[Collected data]
PR #1911, opened 2018-05-03
Fix physician subclass

Amathon:
`Physician` is an official subclass of `MedicalOrganization` (see http://schema.org/Physician) and should be reflected as such in the rdfa.


RichardWallis:
The declaration (that builds the pages on Schema.org) in the href is correct, but as you have identified the label on that declaration is incorrect to include the 'health:' prefix.

Well spotted thanks.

▶ What to produce
Every line from the one that holds "The declaration (that" to the end of the data above should be given again exactly, with that line and the last one both kept.

▶ Expected answer
The declaration (that builds the pages on Schema.org) in the href is correct, but as you have identified the label on that declaration is incorrect to include the 'health:' prefix.

Well spotted thanks.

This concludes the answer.